__What to work on__:
In the answer, each line of the listing should appear again unchanged.

====================

PR #24800, opened 2023-05-17
NEW - Hook formmail

BB2A-Anthony:
# NEW|New [*Hook formmail*]
[*Long description*]


htdocs/core/tpl/card_presend.tpl.php
```diff
@@ -24,7 +24,7 @@
  *
  * $trackid must be defined
  * $modelmail
- * $defaulttopic
+ * $defaulttopicFromEmail
```
eldy, line 27: Why renaming old var name in comment ?

htdocs/core/tpl/card_presend.tpl.php
```diff
@@ -383,6 +383,12 @@
 	$formmail->param['returnurl'] = $_SERVER["PHP_SELF"].'?id='.$object->id;
 	$formmail->param['fileinit'] = array($file);
 
+	$parameters = array();
+	$reshook = $hookmanager->executeHooks('FromEmail', $parameters, $formmail);
```
eldy, line 387: It seems you already have the getFormMail hook inside the 
$formmail->get_form();
called 2 lines after.

PR #24801, opened 2023-05-17
fix : Warning: Undefined array key 186 in /home/httpd/vhosts/aflac.fr…

grandoc:
…/domains/dev.aflac.fr/httpdocs/compta/paiement/class/paiement.class.php on line 279

### DIFF
--- a/htdocs/compta/paiement/class/paiement.class.php
+++ b/htdocs/compta/paiement/class/paiement.class.php
@@ -289,10 +289,10 @@ class Paiement extends CommonObject
 				$this->error = 'ErrorYouTryToPayInvoicesWithDifferentCurrenciesInSamePayment';
 				return -1;
 			}
-		
+
 			$totalamount_converted += $value_converted;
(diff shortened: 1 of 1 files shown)


htdocs/compta/paiement/class/paiement.class.php
```diff
@@ -276,17 +276,23 @@ public function create($user, $closepaidinvoices = 0, $thirdparty = null)
 				return -1;
 			}
 			if (empty($currencyofpayment)) {
-				$currencyofpayment = $this->multicurrency_code[$key];
+				if (array_key_exists($key, $this->multicurrency_code)) {
+					$currencyofpayment = $this->multicurrency_code[$key];
+				} else {
+					// Handle the case where the key does not exist in the array
```
eldy, line 282: If $this->multicurrency_code[$key] is not defined, then currencyofpayment is set to null with old code and continue.
With new one, the code is finished.

Code must be similar after and before.

PR #24802, opened 2023-05-17
NEW : bigger size for display of customer name

altairis-tof:
This is for better view of current customer
image


altairis-tof:
i close this one also; i will manage it in specific css

PR #24803, opened 2023-05-17
FIX : fix hook return test

altairis-tof:
better test after hook

### DIFF
--- a/htdocs/takepos/invoice.php
+++ b/htdocs/takepos/invoice.php
@@ -564,7 +564,7 @@ if (empty($reshook)) {
 			if ($reshook < 0) setEventMessages($hookmanager->error, $hookmanager->errors, 'errors');
 
 
-			if (!empty($reshook)) {
+			if (!empty($hookmanager->resArray)) {
 				$line = $hookmanager->resArray;
 			}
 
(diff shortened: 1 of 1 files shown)


htdocs/takepos/invoice.php
```diff
@@ -564,14 +564,12 @@ function fail($message)
 			if ($reshook < 0) setEventMessages($hookmanager->error, $hookmanager->errors, 'errors');
 
 
-			if (empty($reshook)) {
-				if (!empty($hookmanager->resArray)) {
-					$line = $hookmanager->resArray;
-				}
-
-				$idoflineadded = $invoice->addline($line['description'], $line['price'], $qty, $line['tva_tx'], $line['localtax1_tx'], $line['localtax2_tx'], $idproduct, $line['remise_percent'], '', 0, 0, 0, '', $price_base_type, $line['price_ttc'], $prod->type, -1, 0, '', 0, (!empty($parent_line)) ? $parent_line : '', $line['fk_fournprice'], $line['pa_ht'], '', $line['array_options'], 100, '', null, 0);
+			if (!empty($hookmanager->resArray)) {
```
eldy, line 567: We must always test on 
`if (empty($reshook)) {`
Because $reshook says if we must replace standard code (standard code disabled) or not (executed).

altairis-tof:
sorry @eldy i made an error; i close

====================

__Answer to the exercise__:
PR #24800, opened 2023-05-17
NEW - Hook formmail

BB2A-Anthony:
# NEW|New [*Hook formmail*]
[*Long description*]


htdocs/core/tpl/card_presend.tpl.php
```diff
@@ -24,7 +24,7 @@
  *
  * $trackid must be defined
  * $modelmail
- * $defaulttopic
+ * $defaulttopicFromEmail
```
eldy, line 27: Why renaming old var name in comment ?

htdocs/core/tpl/card_presend.tpl.php
```diff
@@ -383,6 +383,12 @@
 	$formmail->param['returnurl'] = $_SERVER["PHP_SELF"].'?id='.$object->id;
 	$formmail->param['fileinit'] = array($file);
 
+	$parameters = array();
+	$reshook = $hookmanager->executeHooks('FromEmail', $parameters, $formmail);
```
eldy, line 387: It seems you already have the getFormMail hook inside the 
$formmail->get_form();
called 2 lines after.

PR #24801, opened 2023-05-17
fix : Warning: Undefined array key 186 in /home/httpd/vhosts/aflac.fr…

grandoc:
…/domains/dev.aflac.fr/httpdocs/compta/paiement/class/paiement.class.php on line 279

### DIFF
--- a/htdocs/compta/paiement/class/paiement.class.php
+++ b/htdocs/compta/paiement/class/paiement.class.php
@@ -289,10 +289,10 @@ class Paiement extends CommonObject
 				$this->error = 'ErrorYouTryToPayInvoicesWithDifferentCurrenciesInSamePayment';
 				return -1;
 			}
-		
+
 			$totalamount_converted += $value_converted;
(diff shortened: 1 of 1 files shown)


htdocs/compta/paiement/class/paiement.class.php
```diff
@@ -276,17 +276,23 @@ public function create($user, $closepaidinvoices = 0, $thirdparty = null)
 				return -1;
 			}
 			if (empty($currencyofpayment)) {
-				$currencyofpayment = $this->multicurrency_code[$key];
+				if (array_key_exists($key, $this->multicurrency_code)) {
+					$currencyofpayment = $this->multicurrency_code[$key];
+				} else {
+					// Handle the case where the key does not exist in the array
```
eldy, line 282: If $this->multicurrency_code[$key] is not defined, then currencyofpayment is set to null with old code and continue.
With new one, the code is finished.

Code must be similar after and before.

PR #24802, opened 2023-05-17
NEW : bigger size for display of customer name

altairis-tof:
This is for better view of current customer
image


altairis-tof:
i close this one also; i will manage it in specific css

PR #24803, opened 2023-05-17
FIX : fix hook return test

altairis-tof:
better test after hook

### DIFF
--- a/htdocs/takepos/invoice.php
+++ b/htdocs/takepos/invoice.php
@@ -564,7 +564,7 @@ if (empty($reshook)) {
 			if ($reshook < 0) setEventMessages($hookmanager->error, $hookmanager->errors, 'errors');
 
 
-			if (!empty($reshook)) {
+			if (!empty($hookmanager->resArray)) {
 				$line = $hookmanager->resArray;
 			}
 
(diff shortened: 1 of 1 files shown)


htdocs/takepos/invoice.php
```diff
@@ -564,14 +564,12 @@ function fail($message)
 			if ($reshook < 0) setEventMessages($hookmanager->error, $hookmanager->errors, 'errors');
 
 
-			if (empty($reshook)) {
-				if (!empty($hookmanager->resArray)) {
-					$line = $hookmanager->resArray;
-				}
-
-				$idoflineadded = $invoice->addline($line['description'], $line['price'], $qty, $line['tva_tx'], $line['localtax1_tx'], $line['localtax2_tx'], $idproduct, $line['remise_percent'], '', 0, 0, 0, '', $price_base_type, $line['price_ttc'], $prod->type, -1, 0, '', 0, (!empty($parent_line)) ? $parent_line : '', $line['fk_fournprice'], $line['pa_ht'], '', $line['array_options'], 100, '', null, 0);
+			if (!empty($hookmanager->resArray)) {
```
eldy, line 567: We must always test on 
`if (empty($reshook)) {`
Because $reshook says if we must replace standard code (standard code disabled) or not (executed).

altairis-tof:
sorry @eldy i made an error; i close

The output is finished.